→ **Data extract**

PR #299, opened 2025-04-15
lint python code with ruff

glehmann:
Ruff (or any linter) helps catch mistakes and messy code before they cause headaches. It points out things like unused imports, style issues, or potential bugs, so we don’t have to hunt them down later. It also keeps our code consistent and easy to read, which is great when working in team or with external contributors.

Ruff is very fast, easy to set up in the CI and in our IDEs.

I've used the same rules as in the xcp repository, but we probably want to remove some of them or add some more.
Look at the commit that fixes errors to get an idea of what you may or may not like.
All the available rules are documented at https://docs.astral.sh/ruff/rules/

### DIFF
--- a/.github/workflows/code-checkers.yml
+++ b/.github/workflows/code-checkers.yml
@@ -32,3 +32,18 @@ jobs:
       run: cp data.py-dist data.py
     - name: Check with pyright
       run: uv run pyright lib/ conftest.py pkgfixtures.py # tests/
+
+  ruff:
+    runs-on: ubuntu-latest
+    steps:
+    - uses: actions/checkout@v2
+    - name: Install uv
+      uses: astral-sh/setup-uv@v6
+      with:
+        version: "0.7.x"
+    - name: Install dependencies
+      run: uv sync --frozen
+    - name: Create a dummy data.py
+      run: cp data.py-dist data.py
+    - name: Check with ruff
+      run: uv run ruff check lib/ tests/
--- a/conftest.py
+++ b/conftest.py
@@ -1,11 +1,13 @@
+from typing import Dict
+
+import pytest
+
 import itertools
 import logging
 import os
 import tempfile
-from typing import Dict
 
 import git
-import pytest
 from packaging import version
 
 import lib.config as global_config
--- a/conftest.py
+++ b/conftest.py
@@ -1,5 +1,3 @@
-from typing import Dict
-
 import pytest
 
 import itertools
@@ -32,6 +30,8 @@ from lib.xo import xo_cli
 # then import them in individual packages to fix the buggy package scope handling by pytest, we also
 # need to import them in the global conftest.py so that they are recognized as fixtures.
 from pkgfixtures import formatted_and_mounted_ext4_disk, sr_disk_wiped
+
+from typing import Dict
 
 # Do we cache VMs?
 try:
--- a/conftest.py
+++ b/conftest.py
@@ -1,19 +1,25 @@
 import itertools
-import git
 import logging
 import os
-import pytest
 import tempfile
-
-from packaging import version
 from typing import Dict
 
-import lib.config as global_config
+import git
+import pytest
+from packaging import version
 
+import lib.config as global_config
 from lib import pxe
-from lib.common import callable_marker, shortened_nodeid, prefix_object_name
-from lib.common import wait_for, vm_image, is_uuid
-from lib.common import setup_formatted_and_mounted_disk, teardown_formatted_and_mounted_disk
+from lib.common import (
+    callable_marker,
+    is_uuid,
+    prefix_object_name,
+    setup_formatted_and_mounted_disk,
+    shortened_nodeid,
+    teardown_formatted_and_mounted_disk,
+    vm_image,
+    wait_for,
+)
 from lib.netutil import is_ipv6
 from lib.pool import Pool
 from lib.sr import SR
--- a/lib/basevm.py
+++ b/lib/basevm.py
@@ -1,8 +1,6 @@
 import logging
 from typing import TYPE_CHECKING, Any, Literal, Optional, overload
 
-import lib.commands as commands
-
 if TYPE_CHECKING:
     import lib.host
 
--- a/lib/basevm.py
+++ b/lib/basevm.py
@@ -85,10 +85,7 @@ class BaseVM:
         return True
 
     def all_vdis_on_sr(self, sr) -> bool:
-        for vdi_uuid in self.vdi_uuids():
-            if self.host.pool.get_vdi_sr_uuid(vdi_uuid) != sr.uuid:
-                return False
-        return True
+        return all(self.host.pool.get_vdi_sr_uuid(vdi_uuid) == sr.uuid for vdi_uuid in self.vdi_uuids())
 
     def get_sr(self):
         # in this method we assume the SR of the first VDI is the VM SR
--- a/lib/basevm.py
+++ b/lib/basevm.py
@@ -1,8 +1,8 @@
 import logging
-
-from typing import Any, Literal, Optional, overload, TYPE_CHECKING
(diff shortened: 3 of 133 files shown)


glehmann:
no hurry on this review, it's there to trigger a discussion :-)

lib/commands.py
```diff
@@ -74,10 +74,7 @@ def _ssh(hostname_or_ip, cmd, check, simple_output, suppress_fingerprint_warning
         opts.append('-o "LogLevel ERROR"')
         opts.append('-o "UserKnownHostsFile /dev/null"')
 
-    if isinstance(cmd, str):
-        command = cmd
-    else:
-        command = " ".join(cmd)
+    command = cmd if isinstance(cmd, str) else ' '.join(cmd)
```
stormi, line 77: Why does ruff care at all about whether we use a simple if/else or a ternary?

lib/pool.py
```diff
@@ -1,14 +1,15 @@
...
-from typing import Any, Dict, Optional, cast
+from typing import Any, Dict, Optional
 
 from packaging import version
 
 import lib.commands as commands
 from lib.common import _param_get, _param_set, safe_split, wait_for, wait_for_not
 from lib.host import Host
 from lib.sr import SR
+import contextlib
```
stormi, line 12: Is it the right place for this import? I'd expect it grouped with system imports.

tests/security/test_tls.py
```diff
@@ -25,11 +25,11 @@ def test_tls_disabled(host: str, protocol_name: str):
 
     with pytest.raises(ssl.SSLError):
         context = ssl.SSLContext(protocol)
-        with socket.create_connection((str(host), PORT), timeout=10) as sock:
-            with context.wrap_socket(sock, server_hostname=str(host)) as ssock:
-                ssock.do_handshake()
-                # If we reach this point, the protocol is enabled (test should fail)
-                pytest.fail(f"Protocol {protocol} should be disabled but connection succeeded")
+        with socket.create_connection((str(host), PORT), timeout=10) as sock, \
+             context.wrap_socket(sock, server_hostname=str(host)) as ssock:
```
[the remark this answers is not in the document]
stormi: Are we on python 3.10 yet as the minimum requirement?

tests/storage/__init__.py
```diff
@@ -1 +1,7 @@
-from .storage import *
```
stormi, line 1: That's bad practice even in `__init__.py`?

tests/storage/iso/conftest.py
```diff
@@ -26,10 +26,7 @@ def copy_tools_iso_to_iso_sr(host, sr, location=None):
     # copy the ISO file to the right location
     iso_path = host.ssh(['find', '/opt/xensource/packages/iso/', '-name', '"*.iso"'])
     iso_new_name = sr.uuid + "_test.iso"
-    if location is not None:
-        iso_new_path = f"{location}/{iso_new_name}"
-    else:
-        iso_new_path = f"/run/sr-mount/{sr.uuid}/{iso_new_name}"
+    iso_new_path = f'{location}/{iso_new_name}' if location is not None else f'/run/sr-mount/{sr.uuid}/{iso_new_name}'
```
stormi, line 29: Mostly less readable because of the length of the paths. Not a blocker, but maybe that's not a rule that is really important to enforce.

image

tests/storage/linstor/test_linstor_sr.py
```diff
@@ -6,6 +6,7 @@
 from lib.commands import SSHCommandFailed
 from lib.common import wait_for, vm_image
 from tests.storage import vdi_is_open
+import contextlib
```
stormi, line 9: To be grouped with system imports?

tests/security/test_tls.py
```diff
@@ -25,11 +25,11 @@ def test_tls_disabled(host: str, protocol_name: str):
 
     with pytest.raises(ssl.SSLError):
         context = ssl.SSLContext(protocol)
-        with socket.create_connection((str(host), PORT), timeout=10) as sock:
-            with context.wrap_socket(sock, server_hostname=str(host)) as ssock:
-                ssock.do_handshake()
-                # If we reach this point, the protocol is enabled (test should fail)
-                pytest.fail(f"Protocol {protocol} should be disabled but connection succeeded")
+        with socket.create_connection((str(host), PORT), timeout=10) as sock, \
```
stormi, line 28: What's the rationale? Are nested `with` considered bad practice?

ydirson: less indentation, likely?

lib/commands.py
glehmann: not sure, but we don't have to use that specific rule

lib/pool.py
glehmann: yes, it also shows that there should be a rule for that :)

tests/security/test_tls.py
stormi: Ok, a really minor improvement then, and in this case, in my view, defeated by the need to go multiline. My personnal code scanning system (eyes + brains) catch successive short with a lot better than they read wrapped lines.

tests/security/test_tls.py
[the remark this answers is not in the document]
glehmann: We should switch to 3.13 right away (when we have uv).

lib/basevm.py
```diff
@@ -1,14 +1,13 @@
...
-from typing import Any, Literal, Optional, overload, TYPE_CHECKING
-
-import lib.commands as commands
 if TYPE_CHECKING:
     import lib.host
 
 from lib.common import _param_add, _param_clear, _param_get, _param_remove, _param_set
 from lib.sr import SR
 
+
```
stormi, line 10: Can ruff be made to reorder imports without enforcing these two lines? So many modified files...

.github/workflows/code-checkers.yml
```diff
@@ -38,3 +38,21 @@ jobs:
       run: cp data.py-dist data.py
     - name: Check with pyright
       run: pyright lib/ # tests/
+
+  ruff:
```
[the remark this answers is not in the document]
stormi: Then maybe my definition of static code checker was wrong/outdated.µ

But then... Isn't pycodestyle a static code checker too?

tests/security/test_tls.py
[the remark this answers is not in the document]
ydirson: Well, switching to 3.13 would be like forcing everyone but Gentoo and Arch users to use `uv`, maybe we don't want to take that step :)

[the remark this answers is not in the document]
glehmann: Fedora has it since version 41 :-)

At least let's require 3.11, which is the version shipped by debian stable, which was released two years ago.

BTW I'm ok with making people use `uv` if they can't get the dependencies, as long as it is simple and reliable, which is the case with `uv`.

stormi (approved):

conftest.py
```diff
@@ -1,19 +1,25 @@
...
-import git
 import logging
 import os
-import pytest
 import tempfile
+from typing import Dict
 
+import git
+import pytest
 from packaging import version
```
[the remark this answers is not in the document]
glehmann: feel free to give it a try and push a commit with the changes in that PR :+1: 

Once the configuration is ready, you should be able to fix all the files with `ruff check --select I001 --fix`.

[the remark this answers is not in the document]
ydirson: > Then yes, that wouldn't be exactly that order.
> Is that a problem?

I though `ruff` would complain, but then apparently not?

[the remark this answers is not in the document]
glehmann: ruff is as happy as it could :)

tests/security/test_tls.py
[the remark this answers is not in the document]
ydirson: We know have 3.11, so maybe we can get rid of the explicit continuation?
* * *
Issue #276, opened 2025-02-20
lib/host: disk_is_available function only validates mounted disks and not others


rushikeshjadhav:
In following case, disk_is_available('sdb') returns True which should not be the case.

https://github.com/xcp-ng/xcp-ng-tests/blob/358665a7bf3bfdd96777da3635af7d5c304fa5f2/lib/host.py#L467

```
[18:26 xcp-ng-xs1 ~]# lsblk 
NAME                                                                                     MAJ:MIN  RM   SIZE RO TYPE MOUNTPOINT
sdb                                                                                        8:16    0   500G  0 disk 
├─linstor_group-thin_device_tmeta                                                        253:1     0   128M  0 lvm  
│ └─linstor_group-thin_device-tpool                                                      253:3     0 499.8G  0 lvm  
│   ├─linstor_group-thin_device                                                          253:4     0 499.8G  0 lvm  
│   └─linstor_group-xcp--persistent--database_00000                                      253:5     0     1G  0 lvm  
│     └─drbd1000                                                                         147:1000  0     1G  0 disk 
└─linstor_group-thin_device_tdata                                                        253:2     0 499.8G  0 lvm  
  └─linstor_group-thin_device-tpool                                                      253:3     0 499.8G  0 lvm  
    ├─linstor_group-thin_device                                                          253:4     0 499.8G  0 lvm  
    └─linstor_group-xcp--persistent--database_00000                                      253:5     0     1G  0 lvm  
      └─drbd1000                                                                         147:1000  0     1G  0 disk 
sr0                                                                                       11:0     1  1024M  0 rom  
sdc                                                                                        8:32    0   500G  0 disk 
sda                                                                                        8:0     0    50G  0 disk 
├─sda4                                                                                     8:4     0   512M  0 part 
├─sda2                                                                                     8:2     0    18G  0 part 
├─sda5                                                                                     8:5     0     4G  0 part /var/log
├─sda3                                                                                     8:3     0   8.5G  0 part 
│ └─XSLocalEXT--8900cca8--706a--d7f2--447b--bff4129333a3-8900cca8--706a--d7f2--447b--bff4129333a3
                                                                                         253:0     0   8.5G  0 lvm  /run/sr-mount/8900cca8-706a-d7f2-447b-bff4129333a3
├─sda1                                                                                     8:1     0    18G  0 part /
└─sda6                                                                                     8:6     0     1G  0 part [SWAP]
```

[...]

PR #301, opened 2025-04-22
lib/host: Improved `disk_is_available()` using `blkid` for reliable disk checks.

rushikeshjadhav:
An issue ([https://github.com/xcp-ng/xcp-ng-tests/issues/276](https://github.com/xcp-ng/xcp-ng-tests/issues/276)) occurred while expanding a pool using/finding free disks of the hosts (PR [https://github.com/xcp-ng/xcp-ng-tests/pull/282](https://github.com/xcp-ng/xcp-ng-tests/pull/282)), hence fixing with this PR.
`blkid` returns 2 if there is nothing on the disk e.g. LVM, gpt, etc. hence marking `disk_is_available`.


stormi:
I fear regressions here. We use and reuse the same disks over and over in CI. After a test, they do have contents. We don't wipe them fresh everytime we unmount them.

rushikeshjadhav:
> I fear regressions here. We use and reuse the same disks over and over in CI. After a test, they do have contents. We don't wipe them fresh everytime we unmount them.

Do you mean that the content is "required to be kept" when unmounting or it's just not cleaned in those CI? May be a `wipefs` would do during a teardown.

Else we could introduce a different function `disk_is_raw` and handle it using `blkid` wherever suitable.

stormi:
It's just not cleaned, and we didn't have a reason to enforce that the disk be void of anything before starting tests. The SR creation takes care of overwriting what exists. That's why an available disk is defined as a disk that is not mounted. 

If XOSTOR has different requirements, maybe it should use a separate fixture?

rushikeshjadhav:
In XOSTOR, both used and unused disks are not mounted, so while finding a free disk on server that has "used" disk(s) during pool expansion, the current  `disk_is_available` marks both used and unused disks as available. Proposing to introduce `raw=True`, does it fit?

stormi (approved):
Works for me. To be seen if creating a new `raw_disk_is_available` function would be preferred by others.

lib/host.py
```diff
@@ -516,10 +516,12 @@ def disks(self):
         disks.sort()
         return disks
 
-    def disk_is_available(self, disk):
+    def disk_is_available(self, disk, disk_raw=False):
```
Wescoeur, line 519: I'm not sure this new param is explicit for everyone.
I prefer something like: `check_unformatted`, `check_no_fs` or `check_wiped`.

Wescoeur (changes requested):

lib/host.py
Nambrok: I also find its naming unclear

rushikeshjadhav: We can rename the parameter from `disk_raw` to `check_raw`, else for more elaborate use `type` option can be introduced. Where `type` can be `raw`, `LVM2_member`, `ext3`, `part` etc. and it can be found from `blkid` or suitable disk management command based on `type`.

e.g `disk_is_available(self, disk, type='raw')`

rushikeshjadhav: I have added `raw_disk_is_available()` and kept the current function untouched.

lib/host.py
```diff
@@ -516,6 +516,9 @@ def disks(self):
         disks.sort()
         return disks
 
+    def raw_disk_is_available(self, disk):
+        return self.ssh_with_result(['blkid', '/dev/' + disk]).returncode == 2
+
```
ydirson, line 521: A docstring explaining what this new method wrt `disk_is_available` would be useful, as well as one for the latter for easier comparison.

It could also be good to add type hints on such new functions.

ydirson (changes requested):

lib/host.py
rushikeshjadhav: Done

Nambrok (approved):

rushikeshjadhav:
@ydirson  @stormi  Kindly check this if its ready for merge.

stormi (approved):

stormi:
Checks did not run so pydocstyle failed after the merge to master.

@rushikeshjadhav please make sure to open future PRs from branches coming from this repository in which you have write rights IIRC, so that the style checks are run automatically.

→ **What is being asked**
Filter the entries and keep only the lines holding "using".

→ **Output for this exercise**
lib/host: Improved `disk_is_available()` using `blkid` for reliable disk checks.
An issue ([https://github.com/xcp-ng/xcp-ng-tests/issues/276](https://github.com/xcp-ng/xcp-ng-tests/issues/276)) occurred while expanding a pool using/finding free disks of the hosts (PR [https://github.com/xcp-ng/xcp-ng-tests/pull/282](https://github.com/xcp-ng/xcp-ng-tests/pull/282)), hence fixing with this PR.
Else we could introduce a different function `disk_is_raw` and handle it using `blkid` wherever suitable.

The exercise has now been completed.